» **WHAT TO WORK ON**
Please transcribe the entries below without changing a single character.

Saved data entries
PR #448, opened 2020-10-21
Fix small typo in installing.cr

heyfixit:
Caught a small typo while reading docs, one of those where you rephrase a sentence but accidentally leave a piece of the old one.


matthewmcgarvey (approved):
thanks @heyfixit!

PR #485, opened 2020-11-09
Renames app_client to api_client

ianmaxwell:
* noticed that app_client has been recently renamed to api_client in https://github.com/luckyframework/lucky_cli/pull/534


jwoertink (approved):
Ah good catch! I was supposed to open an issue about this and must have forgot. Thanks for fixing it 👍

PR #505, opened 2020-12-07
Allow rendering raw HTML with Cmark

### LINKED ISSUE #504: Enum permalink is wrong
The link to the Enum section [in the Column-Types](https://luckyframework.org/guides/database/models#column-types) (find on page "see using enum") section points to a permalink "#perma-using-enum", but the actual section id is just "#using-enums"

Similarly, https://luckyframework.org/guides/database/validating-saving#perma-saving-enums and https://luckyframework.org/guides/database/querying-records#perma-querying-enums both from https://luckyframework.org/guides/database/models#using-enums (find on page "To learn more about using enums")

stephendolan:
Closes #504.

When we switched to CMark, we didn't realize that it would substitute raw HTML for a comment:
https://github.com/amauryt/cr-cmark-gfm/blob/master/src/cmark/renderers/html_renderer.cr#L182-L190

We leverage raw HTML to support permalinks on pages:
https://github.com/luckyframework/website/blob/master/src/actions/guide_action.cr#L22-L24

To get around that behavior, we pass the `Unsafe` option to the HTML renderer. Details in the API docs here:
https://amauryt.github.io/cr-cmark-gfm/Cmark/Option.html#Unsafe

I **did** verify that a `<script>` tag, for example, is still rendered within quotes and not executed, since it's in the list of filtered tags specified in the GFM spec:
https://github.github.com/gfm/#example-653

### DIFF
--- a/src/utils/custom_markdown_renderer.cr
+++ b/src/utils/custom_markdown_renderer.cr
@@ -28,7 +28,7 @@ class CustomMarkdownRenderer
   end
 
   def self.html(content)
-    options = Cmark::Option.flags(ValidateUTF8, Smart)
+    options = Cmark::Option.flags(ValidateUTF8, Smart, Unsafe)
     html = Cmark.gfm_to_html(content, options)
     HtmlAutolink.new(html).call
   end


jwoertink (approved):
🎉

PR #522, opened 2020-12-19
Add some docs on settings queries with defaults. 

### LINKED ISSUE #512: Document new way to set default queries
https://github.com/luckyframework/avram/pull/564

jwoertink:
Fixes #512


matthewmcgarvey (approved):
You might also mention or point to how to "undo" the queries added in the defaults if necessary. (Like when the default is ignoring soft-deleted records).  Is there just a way to "clear" the queries list?

jwoertink:
Yeah, I'm pretty sure there's a way to clear the default and reset it back... I don't think it's straight forward, but I'll take a look at that.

» **WRITTEN RESPONSE**
PR #448, opened 2020-10-21
Fix small typo in installing.cr

heyfixit:
Caught a small typo while reading docs, one of those where you rephrase a sentence but accidentally leave a piece of the old one.


matthewmcgarvey (approved):
thanks @heyfixit!

PR #485, opened 2020-11-09
Renames app_client to api_client

ianmaxwell:
* noticed that app_client has been recently renamed to api_client in https://github.com/luckyframework/lucky_cli/pull/534


jwoertink (approved):
Ah good catch! I was supposed to open an issue about this and must have forgot. Thanks for fixing it 👍

PR #505, opened 2020-12-07
Allow rendering raw HTML with Cmark

### LINKED ISSUE #504: Enum permalink is wrong
The link to the Enum section [in the Column-Types](https://luckyframework.org/guides/database/models#column-types) (find on page "see using enum") section points to a permalink "#perma-using-enum", but the actual section id is just "#using-enums"

Similarly, https://luckyframework.org/guides/database/validating-saving#perma-saving-enums and https://luckyframework.org/guides/database/querying-records#perma-querying-enums both from https://luckyframework.org/guides/database/models#using-enums (find on page "To learn more about using enums")

stephendolan:
Closes #504.

When we switched to CMark, we didn't realize that it would substitute raw HTML for a comment:
https://github.com/amauryt/cr-cmark-gfm/blob/master/src/cmark/renderers/html_renderer.cr#L182-L190

We leverage raw HTML to support permalinks on pages:
https://github.com/luckyframework/website/blob/master/src/actions/guide_action.cr#L22-L24

To get around that behavior, we pass the `Unsafe` option to the HTML renderer. Details in the API docs here:
https://amauryt.github.io/cr-cmark-gfm/Cmark/Option.html#Unsafe

I **did** verify that a `<script>` tag, for example, is still rendered within quotes and not executed, since it's in the list of filtered tags specified in the GFM spec:
https://github.github.com/gfm/#example-653

### DIFF
--- a/src/utils/custom_markdown_renderer.cr
+++ b/src/utils/custom_markdown_renderer.cr
@@ -28,7 +28,7 @@ class CustomMarkdownRenderer
   end
 
   def self.html(content)
-    options = Cmark::Option.flags(ValidateUTF8, Smart)
+    options = Cmark::Option.flags(ValidateUTF8, Smart, Unsafe)
     html = Cmark.gfm_to_html(content, options)
     HtmlAutolink.new(html).call
   end


jwoertink (approved):
🎉

PR #522, opened 2020-12-19
Add some docs on settings queries with defaults. 

### LINKED ISSUE #512: Document new way to set default queries
https://github.com/luckyframework/avram/pull/564

jwoertink:
Fixes #512


matthewmcgarvey (approved):
You might also mention or point to how to "undo" the queries added in the defaults if necessary. (Like when the default is ignoring soft-deleted records).  Is there just a way to "clear" the queries list?

jwoertink:
Yeah, I'm pretty sure there's a way to clear the default and reset it back... I don't think it's straight forward, but I'll take a look at that.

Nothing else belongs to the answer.